**Task directions**
When the line containing "sub-100ms on a few thousand active alerts." appears in the entries below, begin printing there and stop after the line containing "- Any cross-alert"; print each of those lines exactly and no other line.

Records excerpted from a collection:
====

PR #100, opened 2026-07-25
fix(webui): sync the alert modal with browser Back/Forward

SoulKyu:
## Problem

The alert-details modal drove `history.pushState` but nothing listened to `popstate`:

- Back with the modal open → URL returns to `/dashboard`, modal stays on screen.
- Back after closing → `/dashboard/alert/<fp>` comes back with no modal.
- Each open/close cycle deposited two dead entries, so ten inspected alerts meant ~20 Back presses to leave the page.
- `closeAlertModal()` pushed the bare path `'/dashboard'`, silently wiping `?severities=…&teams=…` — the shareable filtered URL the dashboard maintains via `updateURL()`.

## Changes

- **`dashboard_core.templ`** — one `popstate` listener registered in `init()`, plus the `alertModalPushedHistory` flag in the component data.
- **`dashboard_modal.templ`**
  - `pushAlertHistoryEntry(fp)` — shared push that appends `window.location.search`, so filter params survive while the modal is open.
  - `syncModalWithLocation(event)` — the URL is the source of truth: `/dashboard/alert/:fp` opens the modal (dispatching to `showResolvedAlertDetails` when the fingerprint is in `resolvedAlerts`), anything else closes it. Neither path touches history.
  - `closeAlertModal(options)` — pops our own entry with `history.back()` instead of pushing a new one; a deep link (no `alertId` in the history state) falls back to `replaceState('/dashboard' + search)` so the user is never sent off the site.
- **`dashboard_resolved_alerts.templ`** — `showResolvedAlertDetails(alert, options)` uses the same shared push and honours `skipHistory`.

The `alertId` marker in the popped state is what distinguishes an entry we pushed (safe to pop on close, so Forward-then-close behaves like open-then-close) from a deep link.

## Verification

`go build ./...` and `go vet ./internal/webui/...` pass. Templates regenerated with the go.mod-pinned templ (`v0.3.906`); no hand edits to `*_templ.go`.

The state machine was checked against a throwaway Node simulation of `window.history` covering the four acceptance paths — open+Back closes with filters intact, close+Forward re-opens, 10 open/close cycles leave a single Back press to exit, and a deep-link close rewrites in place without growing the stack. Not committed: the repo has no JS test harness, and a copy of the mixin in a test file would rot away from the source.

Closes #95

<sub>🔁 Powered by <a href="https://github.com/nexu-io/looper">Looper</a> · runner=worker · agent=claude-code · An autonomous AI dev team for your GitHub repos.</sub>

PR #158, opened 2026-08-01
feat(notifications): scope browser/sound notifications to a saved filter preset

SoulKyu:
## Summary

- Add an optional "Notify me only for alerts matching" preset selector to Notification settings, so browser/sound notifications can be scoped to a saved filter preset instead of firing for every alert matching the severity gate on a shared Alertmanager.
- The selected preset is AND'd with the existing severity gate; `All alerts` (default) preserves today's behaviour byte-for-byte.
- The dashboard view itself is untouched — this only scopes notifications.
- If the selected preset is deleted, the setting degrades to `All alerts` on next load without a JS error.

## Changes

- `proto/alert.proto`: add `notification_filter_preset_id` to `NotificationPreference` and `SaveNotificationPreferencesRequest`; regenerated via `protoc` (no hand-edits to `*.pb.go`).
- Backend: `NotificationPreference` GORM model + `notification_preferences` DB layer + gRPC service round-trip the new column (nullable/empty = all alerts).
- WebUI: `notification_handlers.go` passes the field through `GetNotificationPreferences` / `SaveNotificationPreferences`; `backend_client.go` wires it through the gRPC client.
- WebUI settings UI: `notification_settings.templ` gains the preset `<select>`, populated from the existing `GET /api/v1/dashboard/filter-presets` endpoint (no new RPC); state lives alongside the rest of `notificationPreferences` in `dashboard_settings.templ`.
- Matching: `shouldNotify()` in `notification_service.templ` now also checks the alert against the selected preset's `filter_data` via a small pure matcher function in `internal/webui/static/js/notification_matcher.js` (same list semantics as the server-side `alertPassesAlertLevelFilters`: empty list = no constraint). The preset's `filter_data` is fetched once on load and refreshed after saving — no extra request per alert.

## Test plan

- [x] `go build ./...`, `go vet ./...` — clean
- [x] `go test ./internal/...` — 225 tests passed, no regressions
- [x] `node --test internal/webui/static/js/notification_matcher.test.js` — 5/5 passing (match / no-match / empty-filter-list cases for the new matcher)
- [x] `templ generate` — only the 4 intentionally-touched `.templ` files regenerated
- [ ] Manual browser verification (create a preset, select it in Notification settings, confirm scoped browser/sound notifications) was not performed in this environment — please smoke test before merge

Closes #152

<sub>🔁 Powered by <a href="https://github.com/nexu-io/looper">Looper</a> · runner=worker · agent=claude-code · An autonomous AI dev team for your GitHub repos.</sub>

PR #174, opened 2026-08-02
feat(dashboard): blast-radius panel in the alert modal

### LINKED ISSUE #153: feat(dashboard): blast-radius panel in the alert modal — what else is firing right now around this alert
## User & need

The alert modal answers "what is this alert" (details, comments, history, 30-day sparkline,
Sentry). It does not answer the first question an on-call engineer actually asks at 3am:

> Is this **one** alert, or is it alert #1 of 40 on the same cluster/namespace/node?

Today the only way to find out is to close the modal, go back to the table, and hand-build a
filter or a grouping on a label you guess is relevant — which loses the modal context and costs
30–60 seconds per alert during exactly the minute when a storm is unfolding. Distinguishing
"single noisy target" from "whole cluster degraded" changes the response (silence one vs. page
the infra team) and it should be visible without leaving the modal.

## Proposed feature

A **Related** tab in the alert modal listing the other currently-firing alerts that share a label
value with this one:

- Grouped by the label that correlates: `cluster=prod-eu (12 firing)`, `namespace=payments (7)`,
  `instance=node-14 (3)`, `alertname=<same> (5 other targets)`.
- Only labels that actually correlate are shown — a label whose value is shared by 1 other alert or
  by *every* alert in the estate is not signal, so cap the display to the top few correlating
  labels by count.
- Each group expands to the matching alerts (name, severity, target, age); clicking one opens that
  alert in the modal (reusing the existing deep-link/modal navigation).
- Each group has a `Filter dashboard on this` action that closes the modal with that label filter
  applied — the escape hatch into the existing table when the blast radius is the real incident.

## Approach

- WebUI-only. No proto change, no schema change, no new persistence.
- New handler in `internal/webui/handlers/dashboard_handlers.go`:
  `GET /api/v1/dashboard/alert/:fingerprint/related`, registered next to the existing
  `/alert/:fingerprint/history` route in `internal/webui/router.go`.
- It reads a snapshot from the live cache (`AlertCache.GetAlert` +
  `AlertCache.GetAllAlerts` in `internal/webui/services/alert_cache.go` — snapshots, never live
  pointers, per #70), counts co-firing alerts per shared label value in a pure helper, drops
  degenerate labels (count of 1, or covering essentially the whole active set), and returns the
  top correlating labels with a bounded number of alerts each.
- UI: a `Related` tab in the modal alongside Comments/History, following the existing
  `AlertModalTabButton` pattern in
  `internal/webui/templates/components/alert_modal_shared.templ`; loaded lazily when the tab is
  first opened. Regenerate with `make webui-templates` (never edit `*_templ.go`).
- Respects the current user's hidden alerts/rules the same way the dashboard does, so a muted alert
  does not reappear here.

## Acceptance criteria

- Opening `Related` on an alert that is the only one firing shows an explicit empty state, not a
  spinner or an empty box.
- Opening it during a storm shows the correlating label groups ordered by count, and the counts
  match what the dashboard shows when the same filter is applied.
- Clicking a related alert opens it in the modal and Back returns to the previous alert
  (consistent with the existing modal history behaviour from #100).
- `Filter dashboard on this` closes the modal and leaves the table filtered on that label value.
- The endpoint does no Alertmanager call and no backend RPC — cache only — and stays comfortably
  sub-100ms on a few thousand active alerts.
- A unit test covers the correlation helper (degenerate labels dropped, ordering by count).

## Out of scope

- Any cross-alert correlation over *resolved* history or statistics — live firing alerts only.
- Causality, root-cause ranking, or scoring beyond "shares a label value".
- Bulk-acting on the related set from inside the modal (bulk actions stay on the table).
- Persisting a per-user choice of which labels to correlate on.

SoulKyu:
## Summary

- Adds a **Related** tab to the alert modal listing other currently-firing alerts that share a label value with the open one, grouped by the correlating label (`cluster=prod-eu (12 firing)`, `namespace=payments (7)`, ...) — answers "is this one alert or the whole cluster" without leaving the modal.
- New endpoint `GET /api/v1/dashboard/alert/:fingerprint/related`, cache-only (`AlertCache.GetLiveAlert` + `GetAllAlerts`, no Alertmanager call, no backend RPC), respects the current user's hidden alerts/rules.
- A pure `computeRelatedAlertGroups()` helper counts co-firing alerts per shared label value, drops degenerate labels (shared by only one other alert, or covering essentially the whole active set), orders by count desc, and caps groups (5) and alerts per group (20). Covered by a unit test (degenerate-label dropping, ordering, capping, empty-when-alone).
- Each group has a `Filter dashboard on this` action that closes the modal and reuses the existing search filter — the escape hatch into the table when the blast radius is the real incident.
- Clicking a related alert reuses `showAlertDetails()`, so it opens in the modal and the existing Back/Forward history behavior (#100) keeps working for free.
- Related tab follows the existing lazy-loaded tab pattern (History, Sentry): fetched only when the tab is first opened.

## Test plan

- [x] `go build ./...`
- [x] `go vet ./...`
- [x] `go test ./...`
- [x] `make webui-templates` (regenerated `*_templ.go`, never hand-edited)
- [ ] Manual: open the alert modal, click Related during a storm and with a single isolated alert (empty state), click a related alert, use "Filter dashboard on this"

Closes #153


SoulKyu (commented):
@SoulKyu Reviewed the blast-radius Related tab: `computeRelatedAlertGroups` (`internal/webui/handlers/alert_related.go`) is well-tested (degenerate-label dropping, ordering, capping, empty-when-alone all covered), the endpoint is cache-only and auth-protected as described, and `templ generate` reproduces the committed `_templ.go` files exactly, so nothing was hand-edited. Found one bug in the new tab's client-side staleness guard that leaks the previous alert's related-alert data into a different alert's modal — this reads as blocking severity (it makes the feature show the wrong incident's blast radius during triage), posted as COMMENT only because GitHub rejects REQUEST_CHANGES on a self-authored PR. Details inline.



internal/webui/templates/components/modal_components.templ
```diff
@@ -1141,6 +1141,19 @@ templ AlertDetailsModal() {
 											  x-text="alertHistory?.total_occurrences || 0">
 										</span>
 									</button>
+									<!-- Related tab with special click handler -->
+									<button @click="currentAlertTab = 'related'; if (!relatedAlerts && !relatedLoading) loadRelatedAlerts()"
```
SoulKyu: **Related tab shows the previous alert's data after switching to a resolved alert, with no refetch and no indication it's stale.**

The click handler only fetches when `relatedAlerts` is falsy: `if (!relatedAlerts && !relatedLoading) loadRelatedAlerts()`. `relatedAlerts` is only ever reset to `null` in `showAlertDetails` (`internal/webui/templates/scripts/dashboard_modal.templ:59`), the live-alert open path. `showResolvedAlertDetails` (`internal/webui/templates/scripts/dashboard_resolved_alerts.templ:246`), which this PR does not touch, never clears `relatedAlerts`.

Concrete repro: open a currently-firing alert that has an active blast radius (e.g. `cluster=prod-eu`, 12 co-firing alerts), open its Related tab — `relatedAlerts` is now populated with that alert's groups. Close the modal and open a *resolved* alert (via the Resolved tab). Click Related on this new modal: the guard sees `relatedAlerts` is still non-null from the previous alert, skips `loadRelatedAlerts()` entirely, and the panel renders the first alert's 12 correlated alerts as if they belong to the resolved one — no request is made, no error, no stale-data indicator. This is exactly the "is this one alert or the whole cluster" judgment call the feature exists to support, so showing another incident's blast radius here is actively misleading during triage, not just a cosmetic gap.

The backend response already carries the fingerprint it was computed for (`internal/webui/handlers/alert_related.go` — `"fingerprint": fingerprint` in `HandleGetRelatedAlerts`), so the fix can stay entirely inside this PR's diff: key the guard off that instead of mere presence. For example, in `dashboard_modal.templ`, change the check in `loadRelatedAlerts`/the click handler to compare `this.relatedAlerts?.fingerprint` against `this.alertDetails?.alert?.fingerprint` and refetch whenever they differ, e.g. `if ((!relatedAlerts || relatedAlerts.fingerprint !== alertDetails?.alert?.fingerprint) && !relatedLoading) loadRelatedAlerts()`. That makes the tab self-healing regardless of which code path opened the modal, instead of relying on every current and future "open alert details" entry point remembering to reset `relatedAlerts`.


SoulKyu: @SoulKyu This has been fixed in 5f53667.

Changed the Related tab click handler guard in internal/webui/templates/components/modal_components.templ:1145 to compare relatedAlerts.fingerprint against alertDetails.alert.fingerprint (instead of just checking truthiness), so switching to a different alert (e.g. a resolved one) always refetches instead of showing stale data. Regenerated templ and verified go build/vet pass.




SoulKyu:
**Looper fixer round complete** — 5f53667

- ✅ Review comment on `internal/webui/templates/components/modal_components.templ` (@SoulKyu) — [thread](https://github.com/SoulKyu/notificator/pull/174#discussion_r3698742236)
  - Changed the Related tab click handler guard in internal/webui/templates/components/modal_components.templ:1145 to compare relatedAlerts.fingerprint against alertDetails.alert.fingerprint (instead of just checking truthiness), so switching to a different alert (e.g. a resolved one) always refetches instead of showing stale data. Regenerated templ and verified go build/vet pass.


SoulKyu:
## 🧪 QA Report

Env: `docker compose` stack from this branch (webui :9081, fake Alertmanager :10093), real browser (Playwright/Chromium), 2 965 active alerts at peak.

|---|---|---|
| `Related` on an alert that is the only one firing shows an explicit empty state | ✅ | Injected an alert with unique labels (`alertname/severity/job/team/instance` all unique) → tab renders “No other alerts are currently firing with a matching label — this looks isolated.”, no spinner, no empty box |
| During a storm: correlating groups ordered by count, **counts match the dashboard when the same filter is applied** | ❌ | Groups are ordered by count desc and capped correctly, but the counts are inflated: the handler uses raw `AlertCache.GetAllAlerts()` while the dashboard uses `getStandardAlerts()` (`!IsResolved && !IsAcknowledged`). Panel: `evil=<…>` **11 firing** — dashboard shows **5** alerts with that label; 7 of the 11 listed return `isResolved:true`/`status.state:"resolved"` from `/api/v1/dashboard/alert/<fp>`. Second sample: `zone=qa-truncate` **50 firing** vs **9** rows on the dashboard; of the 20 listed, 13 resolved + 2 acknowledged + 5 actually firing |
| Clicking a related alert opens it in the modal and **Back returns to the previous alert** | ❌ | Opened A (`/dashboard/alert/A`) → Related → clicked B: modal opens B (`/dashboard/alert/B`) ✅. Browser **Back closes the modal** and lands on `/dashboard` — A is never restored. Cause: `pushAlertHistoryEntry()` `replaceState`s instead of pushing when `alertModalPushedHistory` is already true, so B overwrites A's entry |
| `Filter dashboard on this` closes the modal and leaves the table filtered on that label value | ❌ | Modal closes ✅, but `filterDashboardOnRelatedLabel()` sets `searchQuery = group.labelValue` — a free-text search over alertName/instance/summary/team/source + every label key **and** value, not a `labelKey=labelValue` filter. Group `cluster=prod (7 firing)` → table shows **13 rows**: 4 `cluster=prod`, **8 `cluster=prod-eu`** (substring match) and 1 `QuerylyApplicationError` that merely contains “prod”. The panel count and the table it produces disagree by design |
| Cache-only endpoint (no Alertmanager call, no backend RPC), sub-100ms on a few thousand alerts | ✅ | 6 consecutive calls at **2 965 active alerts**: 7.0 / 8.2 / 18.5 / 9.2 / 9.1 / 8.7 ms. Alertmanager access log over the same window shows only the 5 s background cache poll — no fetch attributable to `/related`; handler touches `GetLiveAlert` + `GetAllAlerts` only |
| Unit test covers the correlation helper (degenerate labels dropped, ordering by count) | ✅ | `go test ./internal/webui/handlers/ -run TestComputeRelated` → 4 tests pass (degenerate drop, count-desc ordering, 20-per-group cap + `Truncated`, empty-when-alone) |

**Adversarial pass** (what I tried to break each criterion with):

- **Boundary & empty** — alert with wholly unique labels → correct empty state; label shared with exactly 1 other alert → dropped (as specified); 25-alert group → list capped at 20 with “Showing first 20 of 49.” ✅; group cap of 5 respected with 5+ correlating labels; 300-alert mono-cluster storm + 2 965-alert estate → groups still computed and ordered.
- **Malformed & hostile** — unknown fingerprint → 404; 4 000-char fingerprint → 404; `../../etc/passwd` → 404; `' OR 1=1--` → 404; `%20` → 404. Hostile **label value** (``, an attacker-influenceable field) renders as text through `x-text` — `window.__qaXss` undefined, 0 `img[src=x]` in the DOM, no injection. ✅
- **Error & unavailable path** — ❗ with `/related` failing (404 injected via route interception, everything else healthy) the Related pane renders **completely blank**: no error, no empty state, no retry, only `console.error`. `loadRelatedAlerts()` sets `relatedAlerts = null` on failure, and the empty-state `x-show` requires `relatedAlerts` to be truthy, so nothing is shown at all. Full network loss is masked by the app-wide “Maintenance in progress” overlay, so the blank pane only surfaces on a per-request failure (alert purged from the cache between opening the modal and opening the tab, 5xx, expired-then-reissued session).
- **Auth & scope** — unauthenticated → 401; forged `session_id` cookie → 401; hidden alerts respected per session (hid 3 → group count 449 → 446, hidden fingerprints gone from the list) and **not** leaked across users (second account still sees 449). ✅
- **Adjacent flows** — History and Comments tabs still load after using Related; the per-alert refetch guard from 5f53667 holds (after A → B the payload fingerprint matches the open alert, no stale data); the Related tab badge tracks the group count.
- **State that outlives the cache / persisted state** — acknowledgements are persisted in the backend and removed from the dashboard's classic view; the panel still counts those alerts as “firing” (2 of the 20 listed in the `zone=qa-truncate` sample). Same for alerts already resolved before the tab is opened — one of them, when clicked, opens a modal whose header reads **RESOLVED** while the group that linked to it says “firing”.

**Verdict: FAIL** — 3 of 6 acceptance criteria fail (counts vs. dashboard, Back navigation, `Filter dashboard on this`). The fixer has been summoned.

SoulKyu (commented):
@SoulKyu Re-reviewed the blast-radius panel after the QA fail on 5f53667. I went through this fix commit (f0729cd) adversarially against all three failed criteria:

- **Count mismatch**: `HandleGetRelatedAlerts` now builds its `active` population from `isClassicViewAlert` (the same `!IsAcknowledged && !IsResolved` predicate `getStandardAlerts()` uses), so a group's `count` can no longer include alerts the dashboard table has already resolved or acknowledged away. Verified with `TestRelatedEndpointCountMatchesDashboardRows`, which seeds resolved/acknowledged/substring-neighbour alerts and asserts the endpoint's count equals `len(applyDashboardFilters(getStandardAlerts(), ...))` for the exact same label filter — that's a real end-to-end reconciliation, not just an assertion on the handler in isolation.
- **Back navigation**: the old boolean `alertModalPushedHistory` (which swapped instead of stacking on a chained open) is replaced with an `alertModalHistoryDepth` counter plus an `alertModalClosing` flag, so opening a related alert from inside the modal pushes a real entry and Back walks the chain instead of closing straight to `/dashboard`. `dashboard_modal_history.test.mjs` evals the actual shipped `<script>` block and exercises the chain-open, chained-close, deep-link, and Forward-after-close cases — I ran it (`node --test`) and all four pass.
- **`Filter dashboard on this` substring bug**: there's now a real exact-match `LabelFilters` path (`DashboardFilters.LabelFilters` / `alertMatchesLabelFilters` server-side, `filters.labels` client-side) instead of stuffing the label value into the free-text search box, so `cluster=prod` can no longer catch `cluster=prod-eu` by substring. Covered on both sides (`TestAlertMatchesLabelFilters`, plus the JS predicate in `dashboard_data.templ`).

====

**Exercise output**
  sub-100ms on a few thousand active alerts.
- A unit test covers the correlation helper (degenerate labels dropped, ordering by count).

## Out of scope

- Any cross-alert correlation over *resolved* history or statistics — live firing alerts only.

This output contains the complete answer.